Surprised?  4yrs ago you could get a return flight to UK for 450 quid. Now I hear it's 600!

Also I stayed in Nana Hotel BKK for 1200bht a night then. Now it's 1650!

Higher Prices here have knocked the bottom out of the market.

Not to mention the big increases in countries abroad.

People simply do not have the money to spend on Pattaya nowadays.

----------


## Texpat

You've been adopted Brit. 

Either that or your fine self is excluded.  

Every rule has exceptions and all ....
 :ourrules: 

Eight years ago, Nana gave a serious discount to US servicemen. I used it once. I really appreciated their generosity. So did the bitch who stole my 800 baht Timex.  :Smile:  

Not really. But she did leave with the goddamn room key and I had to front a fiver for that. I'll take security and clean sheets over discounted rates any day.

30 percent drop? Don't look to the US for that change.

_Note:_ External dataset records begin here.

PR #709, opened 2023-08-15
Add functionality to store geometries with buses, lines, and links

### LINKED ISSUE #708: GeoPandas support in PyPSA

Especially for plotting, it is helpful to carry geo-information around.
It would be nice if some of the PyPSA dataframes are geodata frames "if" the geometry is available

E.g. `n.buses` could carry optional columns "geometry" (with points or polygons)
and `n.lines` and `n.links` could carry an optional column "geometry" (with line strings)

fneum:
and transformers.

closes #708 

This PR is up for debate and definitely needs rigorous testing before being merged.

**Pro:** I think it may be useful for plotting data regarding the bus' associated regions. Based on the suggested changes, one could further extend the `n.plot` function to support choropleth maps for example and line strings for lines and links that do not follow a straight line.

**Con:** Adds `geopandas` and `pygeos` as dependencies.

I am also open to ideas on how to implement this in a more beautiful way.

TODO

- [ ] two seemingly unrelated tests mysteriously fail
- [ ] move code duplication into utility function


coroa:
Hmm .. the negative effects could be mitigated by making the geopandas availability conditional, I guess, ie. introducing `has_geopandas` for instance.

`pygeos` has been integrated into `shapely` 2 and only exists for backwards compatibility. don't think you need that as a dependency anymore.

pz-max:
Very cool! What about we store a geodataframe at `n.buses.shapes`. This would allow the `n.buses` can stay a pandas dataframe. But making it conditional as @coroa mentioned sounds also good.

davide-f:
Hello!
That's an interesting feature and my feeling is the following:
- the geometry may be extended to all components potentially. In some cases, the geometry for buses could describe the region of the substation, similarly for generators. In case of hydro storage_units, that may be interesting to store the shape of the reservoir as well. But this may be a second-level detail.
- On a usability perspective, forcing pypsa to rely mandatority on gpd may have some limitation when the users edit the (geo)dataframes by themselves. Currently, the damage is relatively limited, but modifying the dataframe where info on the geometries are more likely to create issue for beginners. Therefore, I think keeping the old behavior may be a good practice.
- Shapes could also be stored as strings into the meta part. I think that we may group the potential needs of users in having the shape integrated and then identify the best approach. If the goal is to let user have their shapes integrated, with the meta part that is already possible. I'm wondering if the additional plotting features may be an optional new package or component that automatically interacts with the meta structure. If someone may be interested into that feature, if geometries are stored in the meta or another component, then it may be easy to create geodataframes without touching the core behavior of the algorithm.

My feeling is that using geodataframes may lead to more breaking and conflics and as fabian mentioned, it requires a strong testing. If it was me, I would collect ideas from users on the new features and plottings that could be available with that change and then decide the best approach on:
a) integrate geometries using geopandas
b) integrate geometries using meta or alike
c) a hybrid approach where the core algorithm is not affected but during the plotting phase, upon request, geometries from meta or alike are retrieved to create the geodataframes needed for the features for example

The use of b and c may be a soft step to better understand the actual needs and the potential advantages and disadvantages.
Definitely feel free to disagree :)

pz-max:
Given the [pandapower example](https://github.com/e2nIEE/pandapower/blob/master/tutorials/plotting_basic.ipynb) they store geo data in e.g. `net.bus_geodata` and `net.line_geodata`. One example here: ```coords = zip(net.bus_geodata.x.loc[buses].values, net.bus_geodata.y.loc[buses].values) # tuples of all bus coords```. I think we can build something similar. We need a PyPSA utility function in for **saving and reading** the geojson as string in the netcdf as well as plenty test. More below on read and write examples below:

**Store a GeoPandas DataFrame into a NetCDF file:**
1. Converting GeoDataFrame to xarray Dataset: GeoPandas DataFrame can be converted into an xarray.Dataset which can then be easily written to a NetCDF file.

2. Storing geometry information: Geometry data in a GeoPandas DataFrame, especially polygons and lines, don't have a direct native representation in NetCDF. This means you'll have to come up with a strategy to serialize and store geometry information. A common approach is to convert geometries to Well-Known Text (WKT) format, store them as strings, and then reconvert them back when reading.

Below just an example how read and write would look like:

Install dependencies: 
```python
pip install geopandas xarray netCDF4 shapely
```

**1. Conversion of GeoDataFrame to NetCDF:**
```python
import geopandas as gpd
import xarray as xr

# Sample GeoDataFrame
gdf = gpd.read_file(gpd.datasets.get_path('nybb'))

# Convert geometries to WKT format
gdf['geometry_wkt'] = gdf['geometry'].apply(lambda geom: geom.wkt)

# Convert the GeoDataFrame to a Pandas DataFrame and then to an xarray Dataset
ds = xr.Dataset.from_dataframe(gdf.drop(columns='geometry'))

# Save to NetCDF
ds.to_netcdf('data.nc')
    Install the necessary libraries:
```

**2. Reading from NetCDF and converting to GeoDataFrame:**

```python
import geopandas as gpd
import xarray as xr
from shapely import wkt

# Load the data from NetCDF
ds = xr.open_dataset('data.nc')

# Convert the xarray Dataset to a Pandas DataFrame
df = ds.to_dataframe()

# Convert the WKT strings back to geometry objects
df['geometry'] = df['geometry_wkt'].apply(lambda geom: wkt.loads(geom))

# Convert the Pandas DataFrame to a GeoDataFrame
gdf_from_nc = gpd.GeoDataFrame(df, geometry='geometry', crs="EPSG:4326")

print(gdf_from_nc)
```

fneum:
I think the solution to store geometries separately as a `gpd.GeoSeries` has some appeal.

@pz-max the conversion from/to WKT strings is already implemented in this PR.

pz-max:
Just talked with @drifter089 about the topic. I think @fneum  implemented **Method 1**. We prefer Method 1 mapped below instead of the pandapower approach. Next steps:
1. Repair PyPSA CI
2. Finalise Fabians PR (e.g. remove pygeos, expand on documentation and tests)

**Method 1 - Geopandas per default** (when no geometry exists geopandas aims to fallback to pandas: https://github.com/geopandas/geopandas/pull/2060)
**Access example**
n.buses.x  (still accessible)
n.buses.geometry  # polygons or Points NOT both possible for now
n.buses.plot(column="v_nom")  # nice plot with voltage level coloured per region
n.lines.geometry
...
**Pro/Con**
+ Easy compatible with existing code
+ Easy access as in the same dataframe
+ Works with multiple geometries
-- Risk of different UX when dealing with geopandas instead of panda data frames
-- Maybe requires has_geopandas option / need to deal with geopandas stability

**Method 2 - Pandapower approach**
**Access example**
n.bus_geodata  # contains index of n.buses
n.line_geodata
...
**Pro/Con**
+ Easy compatible with existing code
+ Works with multiple geometries
-- Data is not at one place/ less accessible
-- Automatic updating. E.g. row deletion in n.buses_geodata required if a row in e.g. n.buses is deleted (might end up as a bigger issue than expected)

fneum:
closing in favour of #730

PR #726, opened 2023-09-09
repair CI

pz-max:
Build on PR https://github.com/PyPSA/PyPSA/pull/724 but adding pandas constraint. 
We probably have to delve into the pandas warning to use the newer pandas versions:
```
FutureWarning: Setting an item of incompatible dtype is deprecated and will raise in a future error of pandas.
Value '[-1.34291453e-13 -9.58966072e-14]' has dtype incompatible with int64,
please explicitly cast to a compatible dtype first.
    network.buses_t.p.loc[snapshots, sn_buses] = s_calc.real[
```
Collab with @drifter089 on this PR.

## Checklist

### DIFF
--- a/.codespell.ignore
+++ b/.codespell.ignore
@@ -1,3 +1,4 @@
 ines
 psace
 datas
+fom
--- a/environment.yaml
+++ b/environment.yaml
@@ -5,14 +5,14 @@ dependencies:
 - python>=3.9
 - numpy
 - scipy
-- pandas>=0.24.0
+- pandas>=0.24.0,<2.1
 - xarray
 - netcdf4
 - libnetcdf
 - pytables
 - matplotlib
 - networkx>=1.10
-- pyomo>=5.7.0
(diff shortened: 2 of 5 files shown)


fneum (approved):
Not really a fix since constraining pandas version, but temporary solution.

maurerle:
Is this still needed? @pz-max 
For python 3.12 the first pyomo release supported is 6.7 which is not installable with the latest pypsa version 0.26.3 - due to the pyomo version limit.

I would guess the US comprises far less than 5 percent of all Thai tourists. They generally avoid people that are attracted to here.

----------


## jandajoy

> So the headline reads "Pattaya tourist takes a dive!"


That's the one I was loking for. "Plunge" "Dive" Balcony"

Pattaya, diving paradise. We've got more balconies than any one!!!

Why one earth would anyone pick Pattya, out of all the resort locations in the world, given the press it's had over the last couple of years.

If you're sitting in Aus, UK, USA, or where ever, planning you annual holiday, your honeymoon, your anniversary celebration, whatever, WHY, WHY, WHY would you pick Patters. Seriously. It's a just not up for that kind of market.

(include long list of adjectives describing typical Patters tourist.) is what Pattya has become. Sodom and Gommmorah. 
Great there's a market for sleeze and shit but it's not going to be a "developing industry, they've already burnt that out. 

Even the Russians are going else where.... ThankF

I really can't see the future of Pattya being all that er ... "rosy", "pink" WTF

 :Smile:

----------


## britmaveric

Russians are going elsewhere - please say its true.  :wales:

----------


## El Gibbon

Finally an honest assessment of tourism in Thailand. The national board (TAT) is predicting an overall increase of tourists this year, 16 million, down from the initial assessment of 17 or 18 million. They are still hanging on to the 16 mm figure the last I heard. 

They keep flogging Phuket but I'm willing to bet the same downturn is visible there. Any observations Happyman?

The Thai just won't believe the idea of a falling economy. Just look at their projected GDP numbers.

I've seen actual reports of tourism 'landings' in Thailand and they are very specific on ports of entry and destinations. As I recall - from a consulting assignment several years ago Pattaya was the leader by a very wide margin. Phuket was second followed by Chiang Mai and Bangkok.

Phuket is a bit of a problem since they heavily flog the product in China. Problem is Chinese tourists don't spend money... Ever see a bus load pull into a 7/11 and disgorge its passengers for dinner?... Yep, a cup of noodles and a bottle of water, have seen it dozens of times.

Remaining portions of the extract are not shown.